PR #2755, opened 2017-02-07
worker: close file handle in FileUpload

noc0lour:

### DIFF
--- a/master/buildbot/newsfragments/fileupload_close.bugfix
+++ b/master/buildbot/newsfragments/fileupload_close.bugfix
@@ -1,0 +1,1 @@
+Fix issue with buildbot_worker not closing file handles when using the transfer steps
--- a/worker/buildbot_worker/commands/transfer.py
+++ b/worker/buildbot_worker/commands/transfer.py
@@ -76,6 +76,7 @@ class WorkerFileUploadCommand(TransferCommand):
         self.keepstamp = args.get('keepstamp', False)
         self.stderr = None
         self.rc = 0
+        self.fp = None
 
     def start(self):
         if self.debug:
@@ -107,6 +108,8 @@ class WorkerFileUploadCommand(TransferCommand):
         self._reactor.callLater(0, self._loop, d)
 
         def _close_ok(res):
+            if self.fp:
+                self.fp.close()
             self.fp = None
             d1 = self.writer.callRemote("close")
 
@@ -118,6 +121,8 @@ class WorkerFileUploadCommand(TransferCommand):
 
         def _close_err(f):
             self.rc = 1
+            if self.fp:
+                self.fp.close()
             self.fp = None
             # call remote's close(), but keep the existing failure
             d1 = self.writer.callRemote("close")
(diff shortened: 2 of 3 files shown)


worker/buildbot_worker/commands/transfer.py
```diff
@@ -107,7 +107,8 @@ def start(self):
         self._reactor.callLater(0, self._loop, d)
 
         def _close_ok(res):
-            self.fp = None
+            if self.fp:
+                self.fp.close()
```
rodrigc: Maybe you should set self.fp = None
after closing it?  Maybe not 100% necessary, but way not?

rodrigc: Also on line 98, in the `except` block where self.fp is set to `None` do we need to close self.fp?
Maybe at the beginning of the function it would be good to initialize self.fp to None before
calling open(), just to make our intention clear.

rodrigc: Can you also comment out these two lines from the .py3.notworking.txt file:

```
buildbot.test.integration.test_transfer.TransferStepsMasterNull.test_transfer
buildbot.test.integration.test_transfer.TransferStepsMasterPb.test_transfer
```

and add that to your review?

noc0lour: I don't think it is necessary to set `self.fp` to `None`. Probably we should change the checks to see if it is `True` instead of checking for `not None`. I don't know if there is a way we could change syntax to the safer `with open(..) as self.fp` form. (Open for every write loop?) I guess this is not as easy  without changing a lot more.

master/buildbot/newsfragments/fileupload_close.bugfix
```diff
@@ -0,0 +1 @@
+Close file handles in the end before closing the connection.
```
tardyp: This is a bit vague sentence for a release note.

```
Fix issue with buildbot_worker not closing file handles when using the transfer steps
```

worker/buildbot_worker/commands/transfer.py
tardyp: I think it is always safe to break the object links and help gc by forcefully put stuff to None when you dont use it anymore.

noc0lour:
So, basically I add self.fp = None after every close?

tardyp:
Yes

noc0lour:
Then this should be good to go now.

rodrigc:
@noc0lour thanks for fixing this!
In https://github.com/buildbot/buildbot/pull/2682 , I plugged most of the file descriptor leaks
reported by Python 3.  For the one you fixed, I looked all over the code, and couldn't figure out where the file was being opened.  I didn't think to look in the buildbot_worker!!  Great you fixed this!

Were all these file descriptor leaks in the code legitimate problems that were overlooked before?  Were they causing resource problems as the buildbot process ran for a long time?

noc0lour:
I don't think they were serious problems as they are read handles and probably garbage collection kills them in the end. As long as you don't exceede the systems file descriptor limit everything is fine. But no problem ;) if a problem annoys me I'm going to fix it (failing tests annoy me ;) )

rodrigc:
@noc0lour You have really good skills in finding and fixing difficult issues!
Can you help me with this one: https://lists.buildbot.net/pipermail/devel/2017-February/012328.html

•••••

**PROBLEM REQUIREMENTS:**
Proceeding from the line containing "self.stderr = None" through the line containing "and add that to your review?", transcribe the lines above exactly, both end lines included.

**YOUR RESPONSE:**
         self.stderr = None
         self.rc = 0
+        self.fp = None
 
     def start(self):
         if self.debug:
@@ -107,6 +108,8 @@ class WorkerFileUploadCommand(TransferCommand):
         self._reactor.callLater(0, self._loop, d)
 
         def _close_ok(res):
+            if self.fp:
+                self.fp.close()
             self.fp = None
             d1 = self.writer.callRemote("close")
 
@@ -118,6 +121,8 @@ class WorkerFileUploadCommand(TransferCommand):
 
         def _close_err(f):
             self.rc = 1
+            if self.fp:
+                self.fp.close()
             self.fp = None
             # call remote's close(), but keep the existing failure
             d1 = self.writer.callRemote("close")
(diff shortened: 2 of 3 files shown)


worker/buildbot_worker/commands/transfer.py
```diff
@@ -107,7 +107,8 @@ def start(self):
         self._reactor.callLater(0, self._loop, d)
 
         def _close_ok(res):
-            self.fp = None
+            if self.fp:
+                self.fp.close()
```
rodrigc: Maybe you should set self.fp = None
after closing it?  Maybe not 100% necessary, but way not?

rodrigc: Also on line 98, in the `except` block where self.fp is set to `None` do we need to close self.fp?
Maybe at the beginning of the function it would be good to initialize self.fp to None before
calling open(), just to make our intention clear.

rodrigc: Can you also comment out these two lines from the .py3.notworking.txt file:

```
buildbot.test.integration.test_transfer.TransferStepsMasterNull.test_transfer
buildbot.test.integration.test_transfer.TransferStepsMasterPb.test_transfer
```

and add that to your review?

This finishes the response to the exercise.